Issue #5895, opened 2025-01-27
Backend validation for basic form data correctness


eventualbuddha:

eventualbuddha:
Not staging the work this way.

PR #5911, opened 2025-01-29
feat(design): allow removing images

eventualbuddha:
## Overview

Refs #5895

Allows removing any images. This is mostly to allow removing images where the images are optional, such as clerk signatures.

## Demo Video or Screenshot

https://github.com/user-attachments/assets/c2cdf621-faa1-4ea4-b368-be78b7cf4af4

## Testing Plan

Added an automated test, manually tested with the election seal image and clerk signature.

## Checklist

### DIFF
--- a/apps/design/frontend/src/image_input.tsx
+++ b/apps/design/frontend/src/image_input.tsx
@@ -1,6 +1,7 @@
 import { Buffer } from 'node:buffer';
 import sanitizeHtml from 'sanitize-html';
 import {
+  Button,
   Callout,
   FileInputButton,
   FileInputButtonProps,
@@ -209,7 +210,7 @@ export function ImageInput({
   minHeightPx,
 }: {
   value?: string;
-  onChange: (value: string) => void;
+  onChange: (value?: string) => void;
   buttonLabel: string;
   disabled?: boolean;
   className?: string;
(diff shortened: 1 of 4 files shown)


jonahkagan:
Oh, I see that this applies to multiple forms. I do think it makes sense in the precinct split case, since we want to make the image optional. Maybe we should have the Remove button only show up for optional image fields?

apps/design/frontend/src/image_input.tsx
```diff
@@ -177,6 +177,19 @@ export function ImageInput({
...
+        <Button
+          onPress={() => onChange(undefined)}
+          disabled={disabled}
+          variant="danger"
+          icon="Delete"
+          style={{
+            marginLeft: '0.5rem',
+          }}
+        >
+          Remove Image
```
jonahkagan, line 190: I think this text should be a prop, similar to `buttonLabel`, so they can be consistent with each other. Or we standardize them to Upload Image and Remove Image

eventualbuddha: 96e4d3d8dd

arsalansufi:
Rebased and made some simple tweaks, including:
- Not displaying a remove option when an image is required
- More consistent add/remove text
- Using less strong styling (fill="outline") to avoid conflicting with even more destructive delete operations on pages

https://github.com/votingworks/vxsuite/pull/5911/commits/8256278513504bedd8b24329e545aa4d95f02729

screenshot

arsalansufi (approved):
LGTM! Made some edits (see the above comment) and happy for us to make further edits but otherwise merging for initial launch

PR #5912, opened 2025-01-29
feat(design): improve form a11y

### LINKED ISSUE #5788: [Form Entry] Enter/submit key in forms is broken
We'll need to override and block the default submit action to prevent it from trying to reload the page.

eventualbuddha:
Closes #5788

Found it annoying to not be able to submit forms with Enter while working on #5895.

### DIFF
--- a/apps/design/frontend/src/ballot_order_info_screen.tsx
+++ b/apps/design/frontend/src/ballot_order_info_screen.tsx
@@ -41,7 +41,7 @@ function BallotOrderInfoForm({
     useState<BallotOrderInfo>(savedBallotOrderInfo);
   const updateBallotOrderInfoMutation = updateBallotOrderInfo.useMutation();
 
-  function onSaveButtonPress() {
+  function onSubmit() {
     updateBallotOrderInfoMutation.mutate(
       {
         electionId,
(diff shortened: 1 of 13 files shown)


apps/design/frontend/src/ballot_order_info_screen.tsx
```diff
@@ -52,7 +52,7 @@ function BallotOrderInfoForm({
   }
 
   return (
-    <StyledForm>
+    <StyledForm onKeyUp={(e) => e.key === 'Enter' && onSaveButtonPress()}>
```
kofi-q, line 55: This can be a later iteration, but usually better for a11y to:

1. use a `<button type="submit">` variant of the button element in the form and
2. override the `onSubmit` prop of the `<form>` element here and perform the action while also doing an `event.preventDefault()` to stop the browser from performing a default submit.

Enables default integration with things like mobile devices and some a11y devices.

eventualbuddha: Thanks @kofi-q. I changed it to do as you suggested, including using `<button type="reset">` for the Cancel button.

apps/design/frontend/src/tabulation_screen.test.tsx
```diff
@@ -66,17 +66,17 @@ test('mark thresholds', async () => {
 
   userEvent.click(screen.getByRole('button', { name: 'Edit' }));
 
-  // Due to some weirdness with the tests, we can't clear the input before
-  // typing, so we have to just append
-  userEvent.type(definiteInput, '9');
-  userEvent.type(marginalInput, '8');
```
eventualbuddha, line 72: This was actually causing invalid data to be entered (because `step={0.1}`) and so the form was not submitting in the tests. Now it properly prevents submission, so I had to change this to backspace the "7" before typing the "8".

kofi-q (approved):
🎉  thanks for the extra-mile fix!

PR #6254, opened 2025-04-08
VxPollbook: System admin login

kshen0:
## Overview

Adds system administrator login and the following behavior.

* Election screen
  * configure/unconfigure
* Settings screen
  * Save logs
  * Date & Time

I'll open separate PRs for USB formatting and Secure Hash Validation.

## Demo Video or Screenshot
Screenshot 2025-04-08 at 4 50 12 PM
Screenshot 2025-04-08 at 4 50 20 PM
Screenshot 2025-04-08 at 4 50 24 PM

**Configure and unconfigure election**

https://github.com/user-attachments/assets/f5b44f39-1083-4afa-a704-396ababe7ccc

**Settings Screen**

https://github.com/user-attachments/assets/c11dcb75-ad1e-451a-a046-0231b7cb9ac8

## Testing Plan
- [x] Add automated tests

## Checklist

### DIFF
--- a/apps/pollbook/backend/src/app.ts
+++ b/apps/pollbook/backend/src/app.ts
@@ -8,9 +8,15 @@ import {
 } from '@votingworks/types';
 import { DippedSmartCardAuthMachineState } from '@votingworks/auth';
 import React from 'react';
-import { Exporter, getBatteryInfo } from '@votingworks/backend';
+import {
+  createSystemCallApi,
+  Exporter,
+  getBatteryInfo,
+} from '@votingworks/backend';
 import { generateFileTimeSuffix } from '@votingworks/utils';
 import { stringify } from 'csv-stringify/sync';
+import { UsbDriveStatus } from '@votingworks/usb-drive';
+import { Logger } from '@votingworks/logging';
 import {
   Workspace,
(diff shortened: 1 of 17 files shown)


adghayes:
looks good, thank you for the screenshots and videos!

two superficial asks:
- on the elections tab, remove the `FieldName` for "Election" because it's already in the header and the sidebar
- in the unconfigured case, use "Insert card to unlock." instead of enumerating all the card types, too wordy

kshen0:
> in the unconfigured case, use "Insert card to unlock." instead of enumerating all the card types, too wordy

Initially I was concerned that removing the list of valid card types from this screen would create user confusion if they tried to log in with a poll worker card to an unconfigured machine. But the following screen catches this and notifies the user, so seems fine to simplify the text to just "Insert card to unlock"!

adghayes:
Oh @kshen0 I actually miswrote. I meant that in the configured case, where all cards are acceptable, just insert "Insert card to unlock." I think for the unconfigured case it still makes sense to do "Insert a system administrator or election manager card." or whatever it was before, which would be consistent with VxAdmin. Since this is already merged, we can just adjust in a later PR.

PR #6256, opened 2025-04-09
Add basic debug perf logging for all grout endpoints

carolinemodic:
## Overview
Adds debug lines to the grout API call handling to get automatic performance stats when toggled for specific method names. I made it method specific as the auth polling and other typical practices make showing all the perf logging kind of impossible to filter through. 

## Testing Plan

-.-.-

▸ Exercise aim: Read the entries above and find each line holding the word "wordy". Copy it out.

▸ Solution to this exercise:
- in the unconfigured case, use "Insert card to unlock." instead of enumerating all the card types, too wordy
> in the unconfigured case, use "Insert card to unlock." instead of enumerating all the card types, too wordy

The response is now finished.